Ona söylediği son cümle şuydu: “Kalbim diyor ki ben şehit olmazsam çiçekleri ne olursa olsun padişaha vereceksin.” Ayşe sabah bahçeden çiçek toplar. Padişaha giderek elinde çiçeklerle Dolmabahçe Sarayı’nın önünde duracak, padişah onu görünce Ayşe’yi yanına çağıracak. Padişaha: “Menekşelerimi al, gülümü ver!” diyecek Bu düşüncelerle evden çıkar. Yolda birkaç asker birliği görür. Aralarında Tosun’da var. Onu görünce gözleri kararıyor ve olduğu yere düşüyor. Görmüş olduğu asker Tosun değildir. Elindeki menekşeler de çamura düşer. Tosun o an rüyasında “Şehit olmazsam çiçekleri ne olursa olsun padişaha vereceksin” der. Ne söylediğini hatırla Ağlayarak şehit bulunduğunu anlamış olur.

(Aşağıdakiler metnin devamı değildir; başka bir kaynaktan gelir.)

PR #813, opened 2015-07-27
Don't drop access date from CSL JSON if "cite URL" pref is unchecked

aurimasv:
Regression from f0bd1e77ffab6dbc7fbd600dc1acc11844aa2e02
Re https://forums.zotero.org/discussion/50652/date-accessed-no-longer-appearing-in-bibliography/

### DIFF
--- a/test/tests/citeTest.js
+++ b/test/tests/citeTest.js
@@ -1,0 +1,48 @@
+describe("Zotero.Cite.System", function() {
+	describe("#retrieveItem()", function() {
+		let article, citeSystem;
+		before(function() {
+			// Load sample item into DB
+			let data = populateDBWithSampleData(loadSampleData('journalArticle'));
+			article = Zotero.Items.get(data.journalArticle.id);
+			
+			// instantiate Zotero.Cite.System object
+			citeSystem = new Zotero.Cite.System();
+		});
+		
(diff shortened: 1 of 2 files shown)


test/tests/citeTest.js
```diff
@@ -0,0 +1,48 @@
...
+			citeSystem = new Zotero.Cite.System();
+		});
+		
+		it('should retrieve item given a Zotero.Item', function() {
+			let cslItem = citeSystem.retrieveItem(article);
+			assert.ok(cslItem);
+			assert.equal(cslItem.id, article.id);
+		});
+		
+		it.skip('should retrieve item given an item URI', function() {
```
aurimasv: this is actually not working and I'm not entirely sure what https://github.com/zotero/zotero/blob/4.0/chrome/content/zotero/xpcom/cite.js#L502 is expecting as input. @simonster do you know off the top of your head before I dig into the word processor code?

simonster: It's expecting an integration session ID and an anonymous item ID, which is how we cite items embedded in the document that are not present in the library.

aurimasv: Any thoughts on how to test it? Doesn't sound like it would be very simple. Also, I think this test is still something we would want to work in the future (no?), so I'll leave it in.

PR #819, opened 2015-08-01
[COinS export]: Avoid exporting editors, translators, etc.

zuphilip:
Discussed at https://forums.zotero.org/discussion/50880/every-contributor-exported-as-author-in-coins-export/#Item_0

 * Contributors which are not authors, such as editors, translators etc., are not anymore exported to au, aufirst, aulast.
 * These contributors cannot be saved in COinS format at all.
 * Fixed export for corporate authors (aucorp).
 * Changed nonexisting attribute "isInstitution" with "fieldMode".

This affects the COinS export as well as the OpenUrl resolving.

### DIFF
--- a/chrome/content/zotero/xpcom/openurl.js
+++ b/chrome/content/zotero/xpcom/openurl.js
@@ -203,25 +203,33 @@ Zotero.OpenURL = new function() {
 			}
 		}
 		
-		if(item.creators && item.creators.length) {
-			// encode first author as first and last
-			var firstCreator = item.creators[0];
-			if(item.itemType == "patent") {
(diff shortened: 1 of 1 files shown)


aurimasv:
Could you create this PR against #537? Then we (or I) will also add unit tests to cover both PRs

zuphilip:
I could make a PR into your branch https://github.com/aurimasv/zotero/tree/coins which is connected to the other issue. Is that what you suggest?

aurimasv:
Yes, that's what I meant.

zuphilip:
Here it is https://github.com/aurimasv/zotero/pull/27

PR #5161, opened 2024-05-14
docs(logging): put the right default values and available configuration for format

bnjjj:


lleadbet:
Changes look good, but we do need to remove `client.address` as well from default spans as it's currently not supported.

abernix (approved):
It appears as if @bnjjj addressed @lleadbet's suggestion even though it wasn't mentioned.  With that done, LGTM.

PR #5162, opened 2024-05-14
Ensure that batch entry contexts are correctly preserved

garypen:
Batch processing was not using contexts correctly. A representative context was chosen, the first item in a batch of items, and used to provide context functionality for all the generated responses.

The router now correctly preserves request contexts and uses them during response creation.

### DIFF
--- a/apollo-router/src/batching.rs
+++ b/apollo-router/src/batching.rs
@@ -425,7 +425,7 @@ pub(crate) async fn assemble_batch(
 ) -> Result<
     (
         String,
-        Context,
+        Vec<Context>,
         http::Request<Body>,
         Vec<oneshot::Sender<Result<SubgraphResponse, BoxError>>>,
     ),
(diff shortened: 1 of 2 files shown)


bnjjj (commented):
Maybe a dumb question but are we sure the ordering of graphql requests is the same and so it's safe to use a Vec instead of a map or something ?
Also could you add tests please ?

garypen:
> Maybe a dumb question but are we sure the ordering of graphql requests is the same and so it's safe to use a Vec instead of a map or something ? Also could you add tests please ?

We are sure (Or at least I am). I did some manual testing to make sure that the ordering was correct. I should have documented that.

Adding tests is challenging, but I'll see what I can think of.

garypen:
I've enhanced an existing unit test and documented the manual testing that I performed.

bnjjj (approved):

PR #5169, opened 2024-05-14
Port some more QP tests

SimonSapin:
Part of FED-221, porting some more tests from `query-planner-js/src/__tests__/buildPlan.test.ts`

Most of them are failing and therefore marked with `#[should_panic]`. This attribute is badly named: they really shouldn’t panic, but we expect panics until we follow up by investigating them one by one and fixing relevant bugs until they don’t.

Drive by:

* Use the operation name from the parsed document
* Add a backtrace to `FederationError`: when a test fails on unwrapping such an error run with `RUST_BACKTRACE=1` to see where the error was constructed, not just where it was unwrapped.

---

**Checklist**

- Tests added and passing[^3]
    - x ] Unit Tests
    - [ ] Integration Tests
    - [ ] Manual Tests

**Exceptions**

*Note any exceptions here*

**Notes**


apollo-federation/tests/query_plan/build_query_plan_tests/field_covariance_and_type_explosion.rs
```diff
@@ -0,0 +1,150 @@
...
+//! test shows that error can be reproduced on a pure fed2 example, it's just a bit more
+//! complex as we need to involve a @provide just to force the query planner to type explode
+//! (more precisely, this force the query planner to _consider_ type explosion; the generated
+//! query plan still ends up not type-exploding in practice since as it's not necessary).
+
+use apollo_federation::query_plan::query_planner::QueryPlanner;
+
+#[test]
+#[should_panic] // TODO: does this test make sense if we don’t support fed1 supergraphs?
+fn with_federation_1_supergraphs() {
```
lrlna, line 17: nah, since we have the second test with a fed2 supergraph, let's drop this one.

lrlna (approved):
Simonnnnn!!! So good!!

Drop the fed1 tests unless we can manually make them fed2 supergraph tests. Otherwise we are carrying this over forever.

PR #5170, opened 2024-05-14
Port computeRootSerialDependencyGraph

TylerBloom:
This PR addresses FED-127.

The key function that was ported was [`computeRootSerialDependencyGraph`](https://github.com/apollographql/federation/blob/main/query-planner-js/src/buildPlan.ts#L3600). There are two places where I would like feedback on. I've left comments with my notes. Outside those few lines, everything else is ready for review.

### DIFF
--- a/apollo-federation/src/query_plan/query_planner.rs
+++ b/apollo-federation/src/query_plan/query_planner.rs
@@ -499,7 +499,6 @@ impl QueryPlanner {
     }
 }
 
-#[allow(dead_code, unused, unreachable_code, unconditional_panic)]
 fn compute_root_serial_dependency_graph(
     parameters: &QueryPlanningParameters,
     has_defers: bool,
@@ -509,8 +508,6 @@ fn compute_root_serial_dependency_graph(
         supergraph_schema,
         federated_query_graph,
         operation,
-        head,
-        config,
         ..
     } = parameters;
     let root_type: Option<CompositeTypeDefinitionPosition> = if has_defers {
@@ -580,7 +577,6 @@ fn compute_root_serial_dependency_graph(
     Ok(digest)
 }
 
-#[allow(unreachable_code)]
 fn split_top_level_fields(
     selection_set: SelectionSet,
 ) -> Box<dyn 'static + Iterator<Item = SelectionSet>> {
@@ -601,7 +597,7 @@ fn split_top_level_fields(
                     .into_iter()
                     .flat_map(split_top_level_fields)
                     .map(|_set| todo!("Port mapping that uses selectionSetOfElement")),
-                    // return splitTopLevelFields(selection.selectionSet).map(s => selectionSetOfElement(selection.element, s));
+                // return splitTopLevelFields(selection.selectionSet).map(s => selectionSetOfElement(selection.element, s));
             )
         };
         digest
--- a/apollo-federation/src/query_plan/query_planner.rs
+++ b/apollo-federation/src/query_plan/query_planner.rs
@@ -29,8 +29,6 @@ use crate::query_plan::operation::normalize_operation;
 use crate::query_plan::operation::NamedFragments;
 use crate::query_plan::operation::NormalizedDefer;
 use crate::query_plan::operation::RebasedFragments;
-use crate::query_plan::operation::Selection;
-use crate::query_plan::operation::SelectionKey;
 use crate::query_plan::operation::SelectionSet;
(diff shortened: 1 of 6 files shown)


apollo-federation/src/query_plan/query_planner.rs
```diff
@@ -490,11 +500,179 @@ impl QueryPlanner {
...
+            );
+            compute_root_fetch_groups(
+                operation.root_kind,
+                &mut fetch_dependency_graph,
+                &prev_path,
+            )?;
+        } else {
+            // TODO(@TylerBloom): Verify that this is correct? It could be the case that we just
+            // need to grab `.starting_id_generation`.
+            starting_fetch_id = fetch_dependency_graph.next_fetch_id();
```
TylerBloom, line 567: I was unsure if JS code generated the next fetch ID, used the starting ID

apollo-federation/src/query_plan/query_planner.rs
```diff
@@ -490,11 +500,179 @@ impl QueryPlanner {
...
+            prev_subgraph = new_subgraph;
+        }
+    }
+    digest.push(fetch_dependency_graph);
+    Ok(digest)
+}
+
+fn split_top_level_fields(
+    selection_set: SelectionSet,
+) -> Box<dyn 'static + Iterator<Item = SelectionSet>> {
```
TylerBloom, line 582: I would much rather return an `impl Iterator` here, but that would require writing a recursive iterator for this function. It would avoid a few unnecessary allocations and avoid dynamic dispatch, though.Still unsure which would be better.

lrlna: I guess it's a pick your poison kind of scenario - recursive iterator here might (don't quote me) right into lifetime shenanigans. On the other, it would be nice to get a better handle on clones, because this function does it *a lot*.  We can also postpone this decision to later (make a ticket so we don't forget), and just keep what you have here for a few weeks.

An unrelated question: have you thought about having this directly on the SelectionSet struct rather than a standalone function? Are there considerations that prevent us doing something like that?

TylerBloom: > recursive iterator here might (don't quote me) right into lifetime shenanigans

Sorry for *literally* quoting you, but if everything is owned you should be ok (though, this might cause other problems like moving values out of `Arc`s). Otherwise, lifetimes will need to be thought through. Even this solution ran into 

> On the other, it would be nice to get a better handle on clones, because this function does it a lot

Very much agreed. While most of the clones are relatively cheap arc clones, I would love to avoid them and the v-table overhead. I also think a non-adhoc solution would have significantly fewer allocations. All of that does sound like something that can wait.

> An unrelated question: have you thought about having this directly on the SelectionSet struct rather than a standalone function?

I did not. It probably should be.

apollo-federation/src/query_plan/query_planner.rs
dariuszkuc: yeah confusingly JS code does not increment the ID in `next_fetch_id()` (unless I'm missing something it looks like the only place that actually increments the ID is in `extractChildrenAndDeferredDependencies`) but I don't think it matters much? instead of starting with 0 we would just start with 1?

Çağlayanlar – Kitap Açıklaması
Bu kitabı sizi düşünerek, sizin için yazdım. Bela gecelerinde, yaşım sızarak, yüreğim sızlayarak yazdım. Ey Türk! Bu satırlarda geçmişin destanlarını, şimdinin ayrılık acılarını söylemek ve inlemek istedim. Bir keman şeklinde… Bu kemanı ana vatanın bağrından yonttum. Tellerini kalbinin damarlarından çıkardım. İstedim ki bu sazın uyumunu yalnız sen duyasın. Bu acıklı iniltiler yalnız sana dokunsun. Dünya zamanı, yurdu uğrunda senin kadar uğraşan, kanını döken bir millet daha gösteremez. Senin kadar kimse kendi yurduna haiz olmayı hak etmemiştir. Bu yurt ya senindir ya da asla kimsenin! Dünyanın her tarafındaki taşsız mezarları, ululuğunun görkemli yapılarıdır.
Göğsünde tutuşan gönül, gönül değil, cephane oldu. Bu uğurda parçalandıkça kinin ve ilmin çoğaldı. Ey zeybek! Bu kitabın yapraklarını hançerinle yırt! Ve hançeri onun kalbinin üstünde bırak! Bundan sonrasında silahının siperi bir kitap olsun. Bu satırları yazarken masalları süslemedim. Senin ruhun şeklinde yalın olmasını istedim. Ötesinde, berisinde, eğer var ise, göreceğin özentiler sana beğendirmek, gururunu okşamak içindir. Gurur! O, her Türk’ün yaradılışındadır. Biz, birbirimizi bundan tanırız, değil mi? Bu masallar ile arzu ettim ki senin firuze ruhuna tatlı bir renk, altın kalbine parlak bir cila vereyim. Görüyorum o renk siyah oldu, o cila donuk… Yas günlerinin alın yazısı.